# U.S. Intel Official: North Korea Is Bluffing



## Marauder06 (Dec 17, 2010)

I hope he's right...




> Despite all the recent huffing and puffing from Pyongyang, U.S. officials say they’ve seen little physical evidence that North Korea might actually be preparing to go to war. Just hours after Seoul blamed the North for the March 26 sinking of the South Korean naval vessel Cheonan, North Korean leader Kim Jong-il publicly ordered his armed forces to get ready for military action, according to sources quoted in _The Guardian_. But two U.S. national security officials, asking for anonymity when discussing sensitive information, tell Declassified they’re not aware of any intelligence reporting on significant military mobilization or redeployments inside North Korea.  The North Korean military is always on the move somewhere, one of the officials said, but at the moment whatever movements are being noted by Western intelligence agencies are regarded as not particularly threatening. A third U.S. foreign policy official, who also asked for anonymity, told Declassified that U.S. agencies are picking up “nothing of extreme concern” in what North Korean forces are currently up to.


----------



## Electric Eye (Dec 17, 2010)

North Korea is a basket case, and even the soldiers in conventional units suffer from malnutrition. The last and only hope of the NK regime is the nuke, of which even that is of questionable operability. The north Koreans spout stuff everyday since 1948; propaganda is really all they've got.


----------



## pardus (Dec 17, 2010)

Anyone who is worried about going to war with NK shouldn't be IMO.

I pray NK invades the south.

What is NK's economy like? What does it cost to run a modern conventional war?
The war would last a week before NK ran out or money and fuel etc... Sure they've probably got years worth of ammo but if it cant get to the guns it's worthless.

Here's the timeline:

D day, NK invades the south.

D + 2 the south is in headlong retreat, US airpower is ramped up.

D + 4 US starts bombing missions and US Mil engages NK forces.

D + 10 NK is running short on fuel, US airpower is begining to cripple NK supplylines and armor, US ground forces are decimating the old tech NK forces.

D + 15 NK troops are abandoning gear and either streaming north or surrendering in droves.

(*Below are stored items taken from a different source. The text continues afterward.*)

PR #1688, opened 2025-01-05
chore: Avoid forwarding method on ArrayDequeue in BatchingExecutor.

He-Pin:
Motivation:
Call methods directly on ArrayDequeue to avoid forwarding.

Modification:
Call methods directly on ArrayDequeue to avoid forwarding.

Result:
performant better

### DIFF
--- a/actor/src/main/scala/org/apache/pekko/dispatch/BatchingExecutor.scala
+++ b/actor/src/main/scala/org/apache/pekko/dispatch/BatchingExecutor.scala
@@ -16,7 +16,6 @@ package org.apache.pekko.dispatch
 import org.apache.pekko
 import pekko.annotation.InternalApi
 
-import java.util.ArrayDeque
 import java.util.concurrent.Executor
 import scala.annotation.tailrec
 import scala.concurrent._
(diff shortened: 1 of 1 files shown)


actor/src/main/scala/org/apache/pekko/dispatch/BatchingExecutor.scala
```diff
@@ -67,10 +67,10 @@ private[pekko] trait BatchingExecutor extends Executor {
   // invariant: if "_tasksLocal.get ne null" then we are inside Batch.run; if it is null, we are outside
   private[this] val _tasksLocal = new ThreadLocal[AbstractBatch]()
 
-  private[this] abstract class AbstractBatch extends ArrayDeque[Runnable](4) with Runnable {
+  private[this] abstract class AbstractBatch extends util.ArrayDeque[Runnable](4) with Runnable {
     @tailrec final def processBatch(batch: AbstractBatch): Unit =
       if ((batch eq this) && !batch.isEmpty) {
-        batch.poll().run()
+        batch.pollFirst().run()
```
pjfanning, line 73: isn't this the only line that needs to change?

He-Pin: yes it is

He-Pin: The others are lint problem

He-Pin: Do you suggest me remove this?

He-Pin: I think current chagne should be fine to include the lint fix .

actor/src/main/scala/org/apache/pekko/dispatch/BatchingExecutor.scala
```diff
@@ -67,10 +67,10 @@ private[pekko] trait BatchingExecutor extends Executor {
   // invariant: if "_tasksLocal.get ne null" then we are inside Batch.run; if it is null, we are outside
   private[this] val _tasksLocal = new ThreadLocal[AbstractBatch]()
 
-  private[this] abstract class AbstractBatch extends ArrayDeque[Runnable](4) with Runnable {
+  private[this] abstract class AbstractBatch extends util.ArrayDeque[Runnable](4) with Runnable {
```
raboof, line 70: (the reasoning here is to disambiguate between `scala.collection.mutable.ArrayDequeu` and `java.util.ArrayDeque` - that's fair I suppose. It might be even more readable to have the full `java.util.ArrayDeque` here instead of importing `java.util`)

raboof (approved):

PR #1693, opened 2025-01-06
chore: ignore even more configs for dependency submission

raboof:
confirmed ignoring `runtime-internal` suppresses the really old guava, the `scala-doc-tool` and `scala-tool` configs currently don't pull in any problematic dependencies but they should not be relevant to our users either.

Follow-up on https://github.com/apache/pekko/pull/1689 and https://github.com/apache/pekko/pull/1392


He-Pin (approved):
Thanks

PR #1699, opened 2025-01-10
chore: Require breadth >= 1 in FlattenMerge

He-Pin:
Motivation:
Check `breadth` >= 1 in FlattenMerge

Modification:
Add a requirement for that.


raboof (approved):

He-Pin:
@pjfanning This is extract of a pending PR,  I can't keep 100% code coverage at $Work too.

raboof:
I think checks like this are helpful because they make it easier to read the implementation of `FlattenMerge` and be confident you don't need to consider the case where breadth < 1

> * is it really possible to end up in a position where the requirement fails?

That's indeed not super obvious, but I suspect it can when the user chooses a <1 parallelism somewhere.

>     * if so, can we add a test?

I guess so, though I'm not sure it's worth it to test error checking so explicitly

>     * also, what would users of older versions see in this case? an exception, a nonsensical result?

I suspect they'd see a flow which stalls (fails to pull) after accepting its first element.

PR #1700, opened 2025-01-10
chore: Require parallelism >= 1 in MapAsync and MapAsyncUnordered

He-Pin:
Motivation:
require parallelism >= 1 in MapAsync and MapAsyncUnordered

Modification:
Add requirements


pjfanning:
* is it really possible to end up in a position where the requirement fails?
* if so, can we add a test?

D + 30 We're getting drunk in Pyongyang.

:cool:


----------



## Viper1 (Dec 18, 2010)

> two U.S. national security officials, asking for anonymity when discussing sensitive information



This always rattles my cage when I see this phrase in a news article.  Who can you trust these days?  Apparantly, not too many.

Reporters shouldn't ask.  They should be good stewards of the information they recieve instead of deciding for themselves that all information should be open source and "declassified" regardless of the consequences. (i.e. NY Times and others publishing classified documents)

Those who know, shouldn't tell or refuse to talk to reporters when asked about "sensitive information" or information they aren't allowed to talk about.


----------



## SpitfireV (Dec 18, 2010)

If DPRK had a go at the South they'd get rolled, and quickly, but not before they'd destroyed Seoul and ruined ROK's economy for the next 15+ years.


----------



## pardus (Dec 18, 2010)

SpitfireV said:


> If DPRK had a go at the South they'd get rolled, and quickly, but not before they'd destroyed Seoul and ruined ROK's economy for the next 15+ years.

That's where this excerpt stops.